Several tools have overlapping purposes—ask_pipeworx, ask_pipeworx_beta, and ask_pipeworx_grounded are near-twins (beta currently matches the stable router exactly), and deep_research, entity_profile, recent_changes, and compare_entities all fan out across similar data sources. The long descriptions do help differentiate them, but an agent selecting quickly could easily pick the wrong variant.

Naming Consistency3/5

Most tools use snake_case, but the verb style is inconsistent: get_api, list_providers, and validate_claim use verb_noun, while remember/forget/recall are bare verbs and polymarket_arbitrage, entity_profile, and bet_research are noun phrases. The pattern is readable but not predictable enough to infer behavior from the name alone.

Tool Count2/5

At 35 tools, the surface is heavy, and many are hyper-specialized (five separate Polymarket tools, three ask_pipeworx variants, three memory tools).
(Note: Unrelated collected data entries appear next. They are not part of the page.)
PR #192, opened 2022-12-14
chore: increase grpc max call send & receive msg size

bsushmith:
* Increase the grpc max call send & receive msg size to `32MB` from default `4MB`.

### DIFF
--- a/internal/server/server.go
+++ b/internal/server/server.go
@@ -30,22 +30,20 @@ import (
 	"google.golang.org/protobuf/encoding/protojson"
 )
 
-const (
-	GRPCMaxClientSendSize = 32 << 20
-)
-
 type Config struct {
-	Host     string `mapstructure:"host" default:"0.0.0.0"`
-	Port     int    `mapstructure:"port" default:"8080"`
-	GRPCPort int    `mapstructure:"grpc_port" default:"8081"`
-	BaseUrl  string `mapstructure:"baseurl" default:"localhost:8080"`
+	Host    string `mapstructure:"host" default:"0.0.0.0"`
+	Port    int    `mapstructure:"port" default:"8080"`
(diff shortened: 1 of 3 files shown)


internal/server/server.go
```diff
@@ -100,7 +104,14 @@ func Serve(
 
 	headerMatcher := makeHeaderMatcher(config)
 
-	grpcConn, err := grpc.DialContext(grpcDialCtx, config.grpcAddr(), grpc.WithTransportCredentials(insecure.NewCredentials()))
+	grpcConn, err := grpc.DialContext(
+		grpcDialCtx,
+		config.grpcAddr(),
+		grpc.WithTransportCredentials(insecure.NewCredentials()),
+		grpc.WithDefaultCallOptions(
+			grpc.MaxCallRecvMsgSize(GRPCMaxClientSendSize),
```
StewartJingga, line 112: Do we need to increase RecvMsg as well? All of our insert APIs do not seem to need it.
wdyt?

internal/server/server.go
```diff
@@ -30,6 +30,10 @@ import (
 	"google.golang.org/protobuf/encoding/protojson"
 )
 
+const (
+	GRPCMaxClientSendSize = 32 << 20
```
StewartJingga, line 34: should we make it configurable as well ? wdyt?

bsushmith: Yes. I think we should be able to configure it also if needed.

internal/server/server.go
bsushmith: Not sure about this. 
Increased the `RecvMsg` as well, as asset payload can be huge - but haven't faced this scenario yet.

internal/server/server.go
bsushmith: made both values to be configurable

sudo-suhas (approved):

PR #195, opened 2023-01-16
fix: Patch asset's lineage

sudo-suhas:
- For the UpsertPatchAsset RPC, when no upstreams and downstreams are specified in the request, skip overwriting the asset's lineage unless OverwriteLineage flag is set to true.
- Bump up the proton commit in Makefile to pull in changes from https://github.com/odpf/proton/pull/238 + generate protos.


StewartJingga (approved):
LGTM

PR #204, opened 2023-02-07
feat!: add cli commands

Chief-Rishab:
Add/Update CLI commands
- [x] Style: update core commands according to the [salt](https://github.com/odpf/salt) configurations
- [x] Reference 
- [x] Shell auto completion, 
- [x] Environment
- [x] Config init (Refactor `configs` cmd to support `config init` and `config list`)
- [x] Version
- [x] Refactor `compass serve` and `compass migrate` command to `compass server <subcommands>`
- [x] Asset: getalltypes, stargazers, version history, get asset by version
- [ ] Tags: create, edit, delete, list tag asset and create, edit, delete, list tag template
- [x] Current user: get user starred assets, star asset, unstar asset, get my discussions
- [ ] Discussion: edit discussion, view, create, update, delete and list comments
- [ ] Search: Suggest
- [x] Make file to auto-generate docs, fix version flags

BREAKING CHANGES: `serve` and `migrate` command changed to `server start`, `server migrate`, 
`configs` changed to `config init` and `config list`


Chief-Rishab:
@ravisuhag can you start reviewing the changes here? The rest I will push in a different branch

ravisuhag (approved):

sudo-suhas:
Is it possible to split this PR into smaller changesets? Additionally, can we call out the breaking changes and the rationale for why we think they are necessary?

ravisuhag:
@sudo-suhas Only breaking one i see is the server commands which are in alignment with rest of the products. If possible let's review this one. We can keep these short going forward.

cli/assets.go
```diff
@@ -256,3 +270,318 @@ func deleteAssetByIDCommand() *cobra.Command {
...
+	cmd.Flags().StringVarP(&types, "types", "t", "", "filter by types")
+	cmd.Flags().StringVarP(&services, "services", "s", "", "filter by services")
+	cmd.Flags().StringVarP(&data, "data", "d", "", "filter by field in asset.data")
+	cmd.Flags().StringVar(&q, "query", "", "filter by specific query")
+	cmd.Flags().StringVar(&q_fields, "query_fields", "", "filter by query field")
+
+	return cmd
+}
+
+func makeGetAllTypesRequest(types, services, data, q, q_fields string) *compassv1beta1.GetAllTypesRequest {
```
kushsharma, line 324: Nothing specific to this code but I wonder why we have filters on a simple list API of asset types. @sudo-suhas can you help me understand the usecase?

sudo-suhas:
There are a large number of changes in the PR making it difficult to review. Therefore requesting again to split the PR into smaller changesets.

cli/assets.go
```diff
@@ -256,3 +270,318 @@ func deleteAssetByIDCommand() *cobra.Command {
...
+	cmd.Flags().Uint32Var(&size, "size", 20, "Size of each page")
+	cmd.Flags().Uint32Var(&page, "page", 0, "Number of pages")
+
+	return cmd
+}
+
+func starAssetCommand() *cobra.Command {
+	cmd := &cobra.Command{
+		Use:   "star <id>",
+		Short: "star an asset by id for current user",
```
kushsharma, line 386: I guess this should work with id or urn?

cli/assets.go
```diff
@@ -256,3 +270,318 @@ func deleteAssetByIDCommand() *cobra.Command {
...
+			defer cancel()
+
+			assetID := args[0]
+			ctx := client.SetMetadata(cmd.Context())
+			_, err = clnt.StarAsset(ctx, &compassv1beta1.StarAssetRequest{
+				AssetId: assetID,
+			})
+			if err != nil {
+				return err
+			}
```
kushsharma, line 407: We can combine statements like these to single if err check. For eg.
```go
if _, err := clnt.StarAsset(ctx, &compassv1beta1.StarAssetRequest{
    AssetId: assetID,
}); err != nil {
    return err
}
```

cli/assets.go
```diff
@@ -256,3 +270,318 @@ func deleteAssetByIDCommand() *cobra.Command {
...
+			return nil
+		},
+	}
+
+	return cmd
+}
+
+func unstarAssetCommand() *cobra.Command {
+	cmd := &cobra.Command{
+		Use:   "unstar <id>",
```
kushsharma, line 421: As most of the added commands expect a positional argument, I would advice we can use a validation check as
```go
Args: cobra.MinimumNArgs(1),
```

ravisuhag:
@Chief-Rishab lets split docs and cli changes into different PRs.

cli/assets.go
```diff
@@ -256,3 +270,318 @@ func deleteAssetByIDCommand() *cobra.Command {
...
+			} else {
+				fmt.Println(term.Bluef(prettyPrint(res.GetData())))
+			}
+
+			return nil
+		},
+	}
+
+	cmd.Flags().StringVarP(&json, "out", "o", "table", "flag to control output viewing, for json `-o json`")
+	cmd.Flags().Uint32Var(&size, "size", 20, "Size of each page")
```
kushsharma, line 504: We can make a const for all of the command defaults like `size` in this case.

cli/assets.go
```diff
@@ -256,3 +270,318 @@ func deleteAssetByIDCommand() *cobra.Command {
...
+			spinner.Stop()
+
+			fmt.Println(term.Bluef(prettyPrint(res.GetData())))
+
+			return nil
+		},
+	}
+
+	cmd.Flags().Uint32Var(&size, "size", 20, "Size of each page")
+	cmd.Flags().Uint32Var(&page, "page", 0, "Number of pages")
```
kushsharma, line 546: It's not really the number of pages, its the page number offset of results. So if we have total 60 results, default 0 will give us the first page of 3(60/20). Page 1 will give rows from 20-40.

cli/config.go
```diff
@@ -1,36 +1,84 @@
...
 	"github.com/spf13/cobra"
-	"gopkg.in/yaml.v2"
 )
 
 const configFlag = "config"
 
-func cmdShowConfigs() *cobra.Command {
+var cliConfig *Config
+
+func configCommand() *cobra.Command {
```
kushsharma, line 21: Do we have a single file for client and server configs? I see we are loading client configurations but the removed code was reading server configurations. Although I believe instead of managing two files, we could have used one for both.

cli/root.go
```diff
@@ -0,0 +1,62 @@
...
+
+import (
+	"github.com/MakeNowJust/heredoc"
+	"github.com/odpf/compass/internal/client"
+	"github.com/odpf/salt/cmdx"
+	"github.com/spf13/cobra"
+)
+
+func New(cfg *Config) *cobra.Command {
+	cliConfig = cfg
```
kushsharma, line 11: I see we are using a global variable for config but also in the `server start` command loading configs again?

cli/server.go
```diff
@@ -28,27 +28,66 @@ var (
...
+	c := &cobra.Command{
+		Use:   "migrate",
+		Short: "Run storage migration",
+		Example: heredoc.Doc(`
+			$ compass server migrate
+		`),
+		Args: cobra.NoArgs,
 		RunE: func(cmd *cobra.Command, args []string) error {
-			cfg, err := loadConfig(cmd)
+			ctx, cancel := signal.NotifyContext(context.Background(), syscall.SIGINT, syscall.SIGTERM)
```
kushsharma, line 79: `cmd.Context()`?

kushsharma (changes requested):

cli/config.go
Chief-Rishab: Yes we have a single file for both

cli/assets.go
Chief-Rishab: The star asset proto definition had only AssetID, also tried with the http client, wasnt possible to star with urn currently

cli/assets.go
Chief-Rishab: was getting this syntax error with the suggested change 
```expected operand, found 'return' syntax```

Chief-Rishab:
@sudo-suhas have kept the cli changes in this branch, docs in another. Can you review it once

PR #209, opened 2023-02-21
fix: store, retrieve asset.url

sudo-suhas:
- Add column to assets table for URL.
- Store the asset's URL field in DB as part of insert/upsert.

The breadth is defensible for a multi-domain data platform, but it goes past the comfortable 16-25 range and would benefit from consolidation.

Completeness4/5

The tool set covers the main research lifecycle well: discovery, routing, grounded answers, entity resolution, profiling, comparison, claim validation, change tracking, subscription management, and memory. Minor gaps exist—such as no explicit fetch-by-citation-URI tool and soft-failed patent coverage—but agents can generally work around them.